[Stored data]
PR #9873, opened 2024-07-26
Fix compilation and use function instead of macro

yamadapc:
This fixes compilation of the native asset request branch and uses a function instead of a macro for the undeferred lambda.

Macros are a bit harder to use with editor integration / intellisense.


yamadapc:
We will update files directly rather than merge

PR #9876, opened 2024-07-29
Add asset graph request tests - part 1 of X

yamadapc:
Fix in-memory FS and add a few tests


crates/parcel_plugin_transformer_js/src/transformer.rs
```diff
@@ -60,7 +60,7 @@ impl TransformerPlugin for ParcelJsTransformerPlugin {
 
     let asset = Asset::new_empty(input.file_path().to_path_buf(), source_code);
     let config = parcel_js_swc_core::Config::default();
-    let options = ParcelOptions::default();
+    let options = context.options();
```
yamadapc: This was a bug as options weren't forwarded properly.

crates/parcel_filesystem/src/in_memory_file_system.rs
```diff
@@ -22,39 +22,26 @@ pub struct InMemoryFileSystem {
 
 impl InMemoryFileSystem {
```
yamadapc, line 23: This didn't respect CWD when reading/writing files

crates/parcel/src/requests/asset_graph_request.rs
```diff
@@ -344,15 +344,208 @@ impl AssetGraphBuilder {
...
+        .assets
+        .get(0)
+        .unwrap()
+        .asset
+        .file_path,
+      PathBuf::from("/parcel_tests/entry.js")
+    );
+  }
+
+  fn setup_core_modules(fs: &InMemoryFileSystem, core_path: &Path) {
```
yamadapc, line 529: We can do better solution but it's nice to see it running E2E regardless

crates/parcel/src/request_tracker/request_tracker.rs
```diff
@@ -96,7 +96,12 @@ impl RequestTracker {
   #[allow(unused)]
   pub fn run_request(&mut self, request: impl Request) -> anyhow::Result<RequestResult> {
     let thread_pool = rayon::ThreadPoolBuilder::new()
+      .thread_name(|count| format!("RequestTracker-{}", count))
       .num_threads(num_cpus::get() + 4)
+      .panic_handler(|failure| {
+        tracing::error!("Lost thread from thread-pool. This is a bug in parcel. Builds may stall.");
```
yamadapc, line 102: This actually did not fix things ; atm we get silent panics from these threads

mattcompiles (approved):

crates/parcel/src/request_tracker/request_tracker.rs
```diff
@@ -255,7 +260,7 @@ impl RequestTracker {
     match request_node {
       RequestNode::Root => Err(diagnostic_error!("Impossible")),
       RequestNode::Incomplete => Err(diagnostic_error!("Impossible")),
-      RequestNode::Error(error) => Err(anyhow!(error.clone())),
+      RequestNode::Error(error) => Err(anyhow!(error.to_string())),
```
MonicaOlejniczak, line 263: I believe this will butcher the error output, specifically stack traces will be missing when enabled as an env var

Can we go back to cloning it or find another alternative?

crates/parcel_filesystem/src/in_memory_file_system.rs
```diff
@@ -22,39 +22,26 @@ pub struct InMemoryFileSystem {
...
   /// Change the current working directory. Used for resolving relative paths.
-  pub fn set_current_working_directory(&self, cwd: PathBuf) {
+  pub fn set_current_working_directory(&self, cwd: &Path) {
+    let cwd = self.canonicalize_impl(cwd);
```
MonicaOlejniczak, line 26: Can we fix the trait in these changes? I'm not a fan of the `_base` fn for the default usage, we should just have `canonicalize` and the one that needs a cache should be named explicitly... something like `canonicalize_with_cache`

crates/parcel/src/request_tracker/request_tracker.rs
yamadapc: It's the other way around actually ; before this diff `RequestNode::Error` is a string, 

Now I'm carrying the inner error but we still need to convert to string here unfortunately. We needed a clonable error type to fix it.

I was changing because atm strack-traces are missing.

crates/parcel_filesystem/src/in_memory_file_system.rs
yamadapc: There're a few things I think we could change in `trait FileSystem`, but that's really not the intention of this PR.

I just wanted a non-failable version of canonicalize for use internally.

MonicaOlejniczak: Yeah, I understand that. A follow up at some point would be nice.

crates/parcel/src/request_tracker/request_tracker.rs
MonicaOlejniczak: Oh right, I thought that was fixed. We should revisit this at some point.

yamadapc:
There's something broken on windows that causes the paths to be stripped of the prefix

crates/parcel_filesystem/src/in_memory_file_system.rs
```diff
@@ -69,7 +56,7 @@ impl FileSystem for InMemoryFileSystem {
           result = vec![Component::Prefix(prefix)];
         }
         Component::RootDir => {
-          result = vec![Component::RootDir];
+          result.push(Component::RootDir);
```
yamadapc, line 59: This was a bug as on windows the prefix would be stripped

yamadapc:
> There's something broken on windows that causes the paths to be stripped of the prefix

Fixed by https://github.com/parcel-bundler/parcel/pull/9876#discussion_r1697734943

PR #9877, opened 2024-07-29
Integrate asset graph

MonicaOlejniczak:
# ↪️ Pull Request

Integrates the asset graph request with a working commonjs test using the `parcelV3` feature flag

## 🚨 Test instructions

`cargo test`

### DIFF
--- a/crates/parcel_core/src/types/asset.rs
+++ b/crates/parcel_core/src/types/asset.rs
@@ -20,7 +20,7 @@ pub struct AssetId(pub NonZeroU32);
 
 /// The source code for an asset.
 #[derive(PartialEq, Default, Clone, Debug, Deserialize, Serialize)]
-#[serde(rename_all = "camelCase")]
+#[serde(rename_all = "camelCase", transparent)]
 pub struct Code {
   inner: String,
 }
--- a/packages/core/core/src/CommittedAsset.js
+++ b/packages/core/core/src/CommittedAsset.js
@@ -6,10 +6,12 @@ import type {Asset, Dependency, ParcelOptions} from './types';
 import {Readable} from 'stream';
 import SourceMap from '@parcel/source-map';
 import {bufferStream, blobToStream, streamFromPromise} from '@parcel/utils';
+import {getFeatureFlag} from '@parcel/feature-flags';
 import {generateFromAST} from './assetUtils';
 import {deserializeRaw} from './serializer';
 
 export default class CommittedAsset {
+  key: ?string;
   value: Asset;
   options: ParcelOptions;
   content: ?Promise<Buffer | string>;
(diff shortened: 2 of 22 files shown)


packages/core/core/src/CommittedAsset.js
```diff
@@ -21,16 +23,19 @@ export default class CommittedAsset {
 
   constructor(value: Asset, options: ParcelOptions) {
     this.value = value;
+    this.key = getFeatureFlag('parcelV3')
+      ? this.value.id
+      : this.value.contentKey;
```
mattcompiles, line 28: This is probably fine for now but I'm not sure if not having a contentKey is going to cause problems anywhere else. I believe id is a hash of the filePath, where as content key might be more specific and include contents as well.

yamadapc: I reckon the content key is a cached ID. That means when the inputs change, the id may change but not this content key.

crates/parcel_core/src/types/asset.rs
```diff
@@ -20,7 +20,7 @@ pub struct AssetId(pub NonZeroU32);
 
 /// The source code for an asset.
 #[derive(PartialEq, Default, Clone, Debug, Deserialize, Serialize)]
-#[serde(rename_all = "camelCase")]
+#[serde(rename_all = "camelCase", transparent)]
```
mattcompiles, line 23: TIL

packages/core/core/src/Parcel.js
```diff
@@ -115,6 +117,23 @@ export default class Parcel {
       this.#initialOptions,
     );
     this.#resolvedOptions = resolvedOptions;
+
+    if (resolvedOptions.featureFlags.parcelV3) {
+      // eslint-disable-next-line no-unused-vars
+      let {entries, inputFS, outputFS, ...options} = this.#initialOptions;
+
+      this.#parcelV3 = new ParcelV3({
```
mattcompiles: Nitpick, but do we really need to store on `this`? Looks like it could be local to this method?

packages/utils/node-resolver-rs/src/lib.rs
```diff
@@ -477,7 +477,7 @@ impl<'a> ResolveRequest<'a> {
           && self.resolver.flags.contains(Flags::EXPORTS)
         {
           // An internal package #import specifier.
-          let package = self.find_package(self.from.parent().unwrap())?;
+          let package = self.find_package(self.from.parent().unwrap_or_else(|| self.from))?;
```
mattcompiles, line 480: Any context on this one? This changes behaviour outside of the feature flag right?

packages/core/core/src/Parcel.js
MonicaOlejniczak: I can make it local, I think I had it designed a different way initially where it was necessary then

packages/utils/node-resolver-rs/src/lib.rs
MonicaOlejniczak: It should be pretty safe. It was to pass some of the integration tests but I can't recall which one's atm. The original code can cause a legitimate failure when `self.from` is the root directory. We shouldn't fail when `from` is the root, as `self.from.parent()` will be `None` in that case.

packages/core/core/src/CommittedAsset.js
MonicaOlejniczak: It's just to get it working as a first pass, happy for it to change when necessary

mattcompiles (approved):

Work order: Your answer should be one number: how many lines above include the word "instead".

Response to the exercise: 2